» **Problem details**:
Only lines with the string "although" are wanted. Pull them out of the data.

» **Collected data entries**:
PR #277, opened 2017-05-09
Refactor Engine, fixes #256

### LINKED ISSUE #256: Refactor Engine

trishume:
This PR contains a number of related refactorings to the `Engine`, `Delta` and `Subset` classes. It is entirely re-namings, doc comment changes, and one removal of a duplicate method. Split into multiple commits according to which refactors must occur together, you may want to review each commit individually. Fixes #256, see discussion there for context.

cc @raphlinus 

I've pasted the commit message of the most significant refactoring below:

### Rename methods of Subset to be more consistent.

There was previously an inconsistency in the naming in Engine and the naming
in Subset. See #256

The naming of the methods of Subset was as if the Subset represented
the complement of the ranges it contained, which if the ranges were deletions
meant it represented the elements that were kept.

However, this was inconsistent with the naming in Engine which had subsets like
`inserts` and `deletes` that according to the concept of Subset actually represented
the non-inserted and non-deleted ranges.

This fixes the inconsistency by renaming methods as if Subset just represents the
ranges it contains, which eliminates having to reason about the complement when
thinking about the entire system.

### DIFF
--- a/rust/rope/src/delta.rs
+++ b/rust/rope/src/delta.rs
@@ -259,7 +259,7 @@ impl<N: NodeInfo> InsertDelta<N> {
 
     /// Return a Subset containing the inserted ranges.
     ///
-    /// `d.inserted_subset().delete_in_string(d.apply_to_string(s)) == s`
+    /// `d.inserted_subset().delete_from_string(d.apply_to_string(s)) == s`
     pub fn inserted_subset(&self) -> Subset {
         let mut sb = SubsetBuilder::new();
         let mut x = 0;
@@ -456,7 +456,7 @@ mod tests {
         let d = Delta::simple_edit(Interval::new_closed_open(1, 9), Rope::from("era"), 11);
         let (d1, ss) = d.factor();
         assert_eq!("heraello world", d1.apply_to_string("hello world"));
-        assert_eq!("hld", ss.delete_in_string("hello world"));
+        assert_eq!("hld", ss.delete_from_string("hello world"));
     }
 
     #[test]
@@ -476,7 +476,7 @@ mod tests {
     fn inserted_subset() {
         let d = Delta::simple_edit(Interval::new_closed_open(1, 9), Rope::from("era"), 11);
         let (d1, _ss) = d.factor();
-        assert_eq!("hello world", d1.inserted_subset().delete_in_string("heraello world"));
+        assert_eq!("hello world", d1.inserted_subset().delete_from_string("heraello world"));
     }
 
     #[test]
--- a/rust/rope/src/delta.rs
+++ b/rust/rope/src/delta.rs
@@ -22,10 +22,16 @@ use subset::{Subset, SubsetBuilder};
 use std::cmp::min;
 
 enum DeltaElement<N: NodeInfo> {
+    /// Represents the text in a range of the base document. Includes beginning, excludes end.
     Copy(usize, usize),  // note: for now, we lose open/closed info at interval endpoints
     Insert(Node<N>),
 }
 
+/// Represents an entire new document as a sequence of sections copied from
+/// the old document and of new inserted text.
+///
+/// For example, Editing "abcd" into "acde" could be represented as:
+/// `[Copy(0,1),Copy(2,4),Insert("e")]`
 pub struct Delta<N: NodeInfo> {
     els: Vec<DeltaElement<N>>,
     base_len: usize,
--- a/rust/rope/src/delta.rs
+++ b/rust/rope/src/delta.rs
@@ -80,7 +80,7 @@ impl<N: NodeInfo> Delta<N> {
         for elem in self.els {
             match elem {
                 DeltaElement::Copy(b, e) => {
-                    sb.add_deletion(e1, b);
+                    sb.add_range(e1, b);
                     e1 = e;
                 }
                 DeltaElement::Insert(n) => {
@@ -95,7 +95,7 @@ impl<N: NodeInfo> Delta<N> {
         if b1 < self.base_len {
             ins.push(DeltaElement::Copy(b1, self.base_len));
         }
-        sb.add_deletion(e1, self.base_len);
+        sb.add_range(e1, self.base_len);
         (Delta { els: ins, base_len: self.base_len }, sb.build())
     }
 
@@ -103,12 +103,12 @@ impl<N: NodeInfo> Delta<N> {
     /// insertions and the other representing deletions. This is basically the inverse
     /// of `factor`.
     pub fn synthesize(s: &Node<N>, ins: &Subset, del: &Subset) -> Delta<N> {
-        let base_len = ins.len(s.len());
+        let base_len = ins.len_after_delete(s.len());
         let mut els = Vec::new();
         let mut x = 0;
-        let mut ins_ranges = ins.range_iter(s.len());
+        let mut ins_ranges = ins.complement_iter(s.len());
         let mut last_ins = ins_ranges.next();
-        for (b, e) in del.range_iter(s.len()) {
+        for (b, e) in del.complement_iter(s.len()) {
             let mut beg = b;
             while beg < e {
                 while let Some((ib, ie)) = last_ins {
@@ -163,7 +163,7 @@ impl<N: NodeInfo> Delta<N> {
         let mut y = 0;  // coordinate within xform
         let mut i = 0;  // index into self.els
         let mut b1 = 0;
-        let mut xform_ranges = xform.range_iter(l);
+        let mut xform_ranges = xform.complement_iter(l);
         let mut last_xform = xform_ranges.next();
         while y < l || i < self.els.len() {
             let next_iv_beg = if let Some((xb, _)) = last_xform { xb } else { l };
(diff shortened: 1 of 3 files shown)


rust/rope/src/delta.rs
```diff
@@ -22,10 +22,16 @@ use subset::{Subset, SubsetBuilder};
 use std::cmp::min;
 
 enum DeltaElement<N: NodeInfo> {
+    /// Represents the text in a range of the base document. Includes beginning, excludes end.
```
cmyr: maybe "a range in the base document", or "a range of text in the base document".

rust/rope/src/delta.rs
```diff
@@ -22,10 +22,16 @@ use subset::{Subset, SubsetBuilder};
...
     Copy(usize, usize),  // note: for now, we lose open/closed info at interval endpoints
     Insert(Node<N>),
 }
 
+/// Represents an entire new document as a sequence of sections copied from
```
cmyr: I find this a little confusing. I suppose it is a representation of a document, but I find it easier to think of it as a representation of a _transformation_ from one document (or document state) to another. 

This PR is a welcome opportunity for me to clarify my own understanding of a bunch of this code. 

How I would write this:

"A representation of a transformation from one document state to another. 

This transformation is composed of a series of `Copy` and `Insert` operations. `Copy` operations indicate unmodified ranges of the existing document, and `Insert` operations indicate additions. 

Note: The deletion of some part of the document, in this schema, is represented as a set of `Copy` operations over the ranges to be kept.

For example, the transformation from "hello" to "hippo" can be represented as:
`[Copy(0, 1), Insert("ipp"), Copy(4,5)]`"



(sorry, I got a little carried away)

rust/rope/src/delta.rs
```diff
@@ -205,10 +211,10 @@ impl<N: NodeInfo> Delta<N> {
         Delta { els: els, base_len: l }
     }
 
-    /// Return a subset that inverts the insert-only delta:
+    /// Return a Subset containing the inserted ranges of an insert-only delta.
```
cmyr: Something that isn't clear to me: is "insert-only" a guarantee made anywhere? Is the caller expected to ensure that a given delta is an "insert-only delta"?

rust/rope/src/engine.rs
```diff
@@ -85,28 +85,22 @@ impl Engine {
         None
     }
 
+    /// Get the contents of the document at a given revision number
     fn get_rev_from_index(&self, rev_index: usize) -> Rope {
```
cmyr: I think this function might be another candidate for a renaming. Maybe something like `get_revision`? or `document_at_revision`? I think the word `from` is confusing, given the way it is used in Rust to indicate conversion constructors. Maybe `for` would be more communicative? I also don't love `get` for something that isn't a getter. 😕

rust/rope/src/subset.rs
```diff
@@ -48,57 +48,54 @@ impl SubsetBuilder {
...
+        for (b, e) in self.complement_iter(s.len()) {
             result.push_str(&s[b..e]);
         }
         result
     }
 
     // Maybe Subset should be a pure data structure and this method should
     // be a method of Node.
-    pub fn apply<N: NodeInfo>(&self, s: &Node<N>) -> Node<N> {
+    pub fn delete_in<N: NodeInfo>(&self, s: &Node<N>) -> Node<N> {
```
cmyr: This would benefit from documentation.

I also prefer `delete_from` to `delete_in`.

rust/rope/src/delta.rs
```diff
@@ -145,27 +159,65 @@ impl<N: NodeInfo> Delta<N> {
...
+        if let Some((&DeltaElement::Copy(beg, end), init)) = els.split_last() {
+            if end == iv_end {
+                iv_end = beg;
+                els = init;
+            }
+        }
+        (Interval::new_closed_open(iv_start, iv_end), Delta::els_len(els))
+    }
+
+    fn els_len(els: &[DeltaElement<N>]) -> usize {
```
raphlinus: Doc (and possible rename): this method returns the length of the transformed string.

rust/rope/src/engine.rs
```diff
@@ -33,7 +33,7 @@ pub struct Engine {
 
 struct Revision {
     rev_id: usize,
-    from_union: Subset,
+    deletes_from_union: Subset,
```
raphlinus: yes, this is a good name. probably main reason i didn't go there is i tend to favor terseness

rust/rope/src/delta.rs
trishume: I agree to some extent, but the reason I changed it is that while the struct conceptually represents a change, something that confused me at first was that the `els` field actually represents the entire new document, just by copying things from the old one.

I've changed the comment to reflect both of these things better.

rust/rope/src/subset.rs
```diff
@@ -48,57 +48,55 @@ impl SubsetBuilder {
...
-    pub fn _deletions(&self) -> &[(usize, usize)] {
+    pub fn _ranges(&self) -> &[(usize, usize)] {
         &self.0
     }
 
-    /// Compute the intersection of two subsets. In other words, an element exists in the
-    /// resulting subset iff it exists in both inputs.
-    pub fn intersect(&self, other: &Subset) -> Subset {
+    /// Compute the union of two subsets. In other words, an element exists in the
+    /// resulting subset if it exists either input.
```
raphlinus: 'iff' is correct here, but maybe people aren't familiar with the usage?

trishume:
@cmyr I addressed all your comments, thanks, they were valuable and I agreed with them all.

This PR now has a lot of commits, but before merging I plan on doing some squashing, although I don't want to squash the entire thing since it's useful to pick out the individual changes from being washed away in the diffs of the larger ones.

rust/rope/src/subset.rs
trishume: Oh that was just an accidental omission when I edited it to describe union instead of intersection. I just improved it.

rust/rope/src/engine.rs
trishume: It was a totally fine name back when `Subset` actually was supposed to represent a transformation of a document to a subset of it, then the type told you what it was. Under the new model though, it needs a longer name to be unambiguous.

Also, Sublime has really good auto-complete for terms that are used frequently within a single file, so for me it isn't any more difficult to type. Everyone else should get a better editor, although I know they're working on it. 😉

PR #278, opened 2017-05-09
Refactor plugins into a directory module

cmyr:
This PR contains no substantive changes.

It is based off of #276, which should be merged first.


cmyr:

» **Solution for this exercise**:
This PR now has a lot of commits, but before merging I plan on doing some squashing, although I don't want to squash the entire thing since it's useful to pick out the individual changes from being washed away in the diffs of the larger ones.
Also, Sublime has really good auto-complete for terms that are used frequently within a single file, so for me it isn't any more difficult to type. Everyone else should get a better editor, although I know they're working on it. 😉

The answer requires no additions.